Россия в годы Первой мировой войны, 1914–1918: материалы Междунар. науч. конф. (Москва, 30 сентября — 3 октября 2014 г.) / отв. ред.: А. Н. Артизов, А. К. Левыкин, Ю. А. Петров; Ин-т рос. истории Рос. акад. наук; Гос. ист. музей; Федеральное арх. агентство; Рос. ист. о-во. — М.: [ИРИ РАН], 2014. С. 73-78.

Существует мнение, что Конвенция 1907 г. положила конец почти вековому соперничеству России и Великобритании в Азии и завершила Большую Игру{1}. Российские и британские дипломаты и военные, на протяжении десятилетий соперничавшие за влияние в Иране, неожиданно оказались союзниками, которым следовало искать пути налаживания конструктивного взаимодействия друг с другом. Особенно актуальной последняя задача стала после августа 1914 г. Несмотря на провозглашенный Ираном нейтралитет, общественные настроения в стране носили антирусский и антибританский характер, на территории государства Каджаров активно действовали германские и османские агенты, развернувшие пропаганду джихада. Агитация была поддержана иранскими националистами, намеревавшимися при помощи немцев освободить страну от власти русских и англичан. Жандармерия, руководимая шведскими офицерами, также занимала прогерманскую позицию{2}. Все это требовало от партнеров по Антанте слаженных действий, старые мотивы соперничества должны были отойти на второй план перед необходимостью решать сугубо практические военные задачи, обеспечивать союзнику содействие и поддержку.

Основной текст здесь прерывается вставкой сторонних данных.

PR #951, opened 2026-04-16
enhance(security): add body size and pluginConf/image entity size limits

### LINKED ISSUE #950: Limit body size for all requests
We should limit the body size for all requests. It's currently possible to send big messages to /message or big yaml configs to /plugin/{id}/config.

I guess a good default could be something like 10MB, but it should be configurable.

<details><summary>Email Report</summary>
<p>

**Summary**

Gotify Server's plugin configuration update feature accepts
attacker-controlled YAML bodies at ` POST /plugin/{id}/config`.
Confirmed in ` v2.9.1`, when ` registration=true` and at least one
installed plugin supports ` Configurer`, an unauthenticated remote
attacker can self-register and submit an oversized configuration body to
trigger severe memory pressure and persistent configuration storage
growth.

**Details**

`UpdateConfig` verifies plugin ownership and ` Configurer` support, but
then immediately calls ` io.ReadAll(ctx.Request.Body)` with no size
limit. The full request body is buffered before YAML parsing or
plugin-side validation, so any reachable caller can force memory
allocation proportional to the submitted body size. After validation,
the handler stores the original bytes in ` conf.Config`, which turns the
same endpoint into a persistence amplifier rather than only a transient
parse-time sink.

``` elementToProof
conf, err := c.DB.GetPluginConfByID(id)
...
if aborted := supportOrAbort(ctx, instance, compat.Configurer); aborted { return }
newconfBytes, err := io.ReadAll(ctx.Request.Body)
...
if err := yaml.Unmarshal(newconfBytes, newConf); err != nil { ... }
if err := instance.ValidateAndSetConfig(newConf); err != nil { ... }
conf.Config = newconfBytes
```

When ` registration=true`, ` POST /user` is reachable under
` authentication.Optional()` and allows unauthenticated non-admin
account creation. User creation triggers ` fireUserAdded`, which
initializes per-user instances for all installed plugins, and
` RequireClient` accepts Basic Auth directly. The attacker can then call
` GET /plugin` to enumerate a plugin instance whose ` capabilities`
include ` configurer`, fetch the current YAML from
` GET /plugin/{id}/config`, and reuse that ` id` against
` POST /plugin/{id}/config`.

Because the handler stores raw YAML bytes rather than a normalized
representation, the attacker can append large YAML comment blocks to an
otherwise valid configuration. ` yaml.Unmarshal` ignores comments, but
the oversized original document is still persisted as
` PluginConf.Config`. I verified the unbounded body read and raw-byte
persistence in ` api/plugin.go`, and the self-registration plus Basic
Auth reachability in ` api/user.go`, ` router/router.go`,
` auth/authentication.go`, and ` plugin/manager.go`. I did not identify
a fixed version from the current materials.

**PoC**

1.  Ensure the target runs Gotify Server ` v2.9.1` with
    ` registration=true` and at least one installed plugin whose
    ` /plugin` entry lists ` configurer` in ` capabilities`.

2.  Create a normal account:

``` elementToProof
POST /user

{"name":"pocuser","pass":"PocPassw0rd!"}
```

3.  Use Basic Auth for that account to call ` GET /plugin`, select an
    entry whose ` capabilities` array contains ` configurer`, then fetch
    its current YAML from ` GET /plugin/{id}/config`.

4.  Append a large number of YAML comment lines to the returned document
    and submit it back:

``` elementToProof
POST /plugin/{id}/config
Authorization: Basic <base64(pocuser:PocPassw0rd!)>
Content-Type: application/x-yaml

<original valid YAML>
# padding 000001
# padding 000002
...
```

5.  Observe high memory pressure during the request. If the YAML remains
    otherwise valid, a subsequent ` GET /plugin/{id}/config` returns the
    enlarged document, confirming that the oversized raw body was
    persisted.

**Impact**

Observed impact is a conditional unauthenticated network denial of
service in deployments that allow self-registration and have at least
one installed ` Configurer` plugin: a remote attacker can consume
process memory with a single oversized request and can repeatedly
enlarge persisted plugin configuration data. Where registration is
disabled, the same bug remains reachable to a low-privilege
authenticated user. I did not confirm confidentiality or integrity
impact from current evidence.

</p>
</details>

eternal-flame-AD:
This fixes #950 .

Added:

- [X] Limit for blob and files (32MB)
- [X] Limit for all request body content combined (64MB)

Do we need:

- [ ] Limit for total applications/clients? 
- [ ] Make the limits configurable?

### DIFF
--- a/api/application.go
+++ b/api/application.go
@@ -3,7 +3,6 @@ package api
 import (
 	"errors"
 	"fmt"
-	"log"
 	"net/http"
 	"os"
 	"path/filepath"
@@ -11,6 +10,7 @@ import (
 
 	"github.com/gin-gonic/gin"
 	"github.com/gotify/server/v2/auth"
+	"github.com/gotify/server/v2/database"
 	"github.com/gotify/server/v2/model"
 	"github.com/h2non/filetype"
 	"gorm.io/gorm"
@@ -18,7 +18,7 @@ import (
 
 // The ApplicationDatabase interface for encapsulating database access.
 type ApplicationDatabase interface {
-	CreateApplication(application *model.Application) error
+	CreateApplication(application *model.Application, quota uint32) error
 	GetApplicationByToken(token string) (*model.Application, error)
 	GetApplicationByID(id uint) (*model.Application, error)
 	GetApplicationsByUser(userID uint) ([]*model.Application, error)
@@ -30,6 +30,7 @@ type ApplicationDatabase interface {
 type ApplicationAPI struct {
 	DB       ApplicationDatabase
 	ImageDir string
+	Quota    uint32
 }
 
 // Application Params Model
@@ -55,6 +56,10 @@ type ApplicationParams struct {
 	//
 	// example: a1
 	SortKey string `form:"sortKey" query:"sortKey" json:"sortKey"`
+}
+
+func (p *ApplicationParams) EffectiveSize() uint64 {
+	return uint64(len(p.Name)) + uint64(len(p.Description)) + uint64(len(p.SortKey))
 }
 
 // CreateApplication creates an application and returns the access token.
@@ -90,9 +95,17 @@ type ApplicationParams struct {
 //	    description: Forbidden
 //	    schema:
 //	        $ref: "#/definitions/Error"
+//	  422:
+//	    description: Unprocessable Entity
+//	    schema:
+//	        $ref: "#/definitions/Error"
 func (a *ApplicationAPI) CreateApplication(ctx *gin.Context) {
 	applicationParams := ApplicationParams{}
 	if err := ctx.Bind(&applicationParams); err == nil {
+		if applicationParams.EffectiveSize() > MaxApplicationClientEntrySize {
+			ctx.AbortWithError(http.StatusUnprocessableEntity, fmt.Errorf("application entry too large (max: %d bytes)", MaxApplicationClientEntrySize))
+			return
+		}
 		app := model.Application{
 			Name:            applicationParams.Name,
 			Description:     applicationParams.Description,
@@ -103,7 +116,7 @@ func (a *ApplicationAPI) CreateApplication(ctx *gin.Context) {
 			Internal:        false,
 		}
 
-		if err := a.DB.CreateApplication(&app); err != nil {
+		if err := a.DB.CreateApplication(&app, a.Quota); err != nil {
 			handleApplicationError(ctx, err)
 			return
 		}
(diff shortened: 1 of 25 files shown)


api/application.go
jmattheis, line 349: Instead of manually calling ParseMultiPartForm it's possible to handle the error below, E.g

```go
file, err := ctx.FormFile("file")
if err == http.ErrMissingFile {
	ctx.AbortWithError(400, errors.New("file with key 'file' must be present"))
	return
} else if _, ok := err.(*http.MaxBytesError); ok {
	ctx.AbortWithError(http.StatusRequestEntityTooLarge, fmt.Errorf("file too large (max: %d bytes)", MaxUploadSize))
	return
} else if err != nil {
	ctx.AbortWithError(http.StatusBadRequest, err)
	return
}
```
This makes it shorter and easier to understand IMO, but I'm okay with the current solution, as it's the recommendation from their docs.

api/limits.go
```diff
@@ -0,0 +1,8 @@
+package api
+
+const (
+	// Maximum upload size of 32MB for blobs and files.
+	MaxUploadSize = 32 << 20
```
jmattheis, line 5: Why have the different limits?

api/application.go
```diff
@@ -3,22 +3,22 @@ package api
 import (
```
jmattheis, line 3: I think I rather not have the quota feature for now. I think most gotify instances are shared with trusted users and not open to all.

If you think this feature is worth it, then I'm okay with including it, but it would need UI support (remaining quota) and messages need to be included too.

eternal-flame-AD: I think my stance is as as expressed in the original issue, we should resolve the threat not resolve the checklist.

If we are committing to the threat model of Gotify being used between relatively trusted users (who won't DOS the server by filling it up with data), which I actually agree with, then we should not bother with either. I suggest we close the report as risk accepted and maybe add documentation if needed. (After all, a body size limit is standard feature for all common reverse proxies).

If we decide we should bother about insider threats DOSing the server, then we need systematic measure because body size limit alone won't fix any exposure with the client and application loophole wide open.

jmattheis: Okay, then lets close this a s risk accepted. 

Do you know of any other open source project that has such a risk documentation? I've looked a little bit but found nothing.

eternal-flame-AD: Security.md is a good place to get started, we can be specific about our threat model, and for this particular point we can declare things like resource exhaustion attacks by authenticated users as out of scope.

eternal-flame-AD:
I will close this and cherry pick limits that may be good for convienience later.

Вместе с тем взаимное недоверие между британцами и русскими не могло исчезнуть после подписания А. П. Извольским и А. Николсоном соответствующих бумаг. Дипломаты, военные, служащие, долгое время жившие в Персии, существовали в атмосфере настороженного внимания к противоположной стороне, в опасении усиления противника. Далеко не все из них с воодушевлением восприняли заключение соглашения и раздел Персии на сферы влияния, полагая, что Конвенция связывает им руки. Все эти факторы делают исследование взаимного восприятия британцев и русских в Иране актуальной научной задачей. Имеющиеся в нашем распоряжении архивные и опубликованные источники позволяют пролить свет на то, как соперники по Большой Игре относились друг к другу накануне и в годы Великой войны.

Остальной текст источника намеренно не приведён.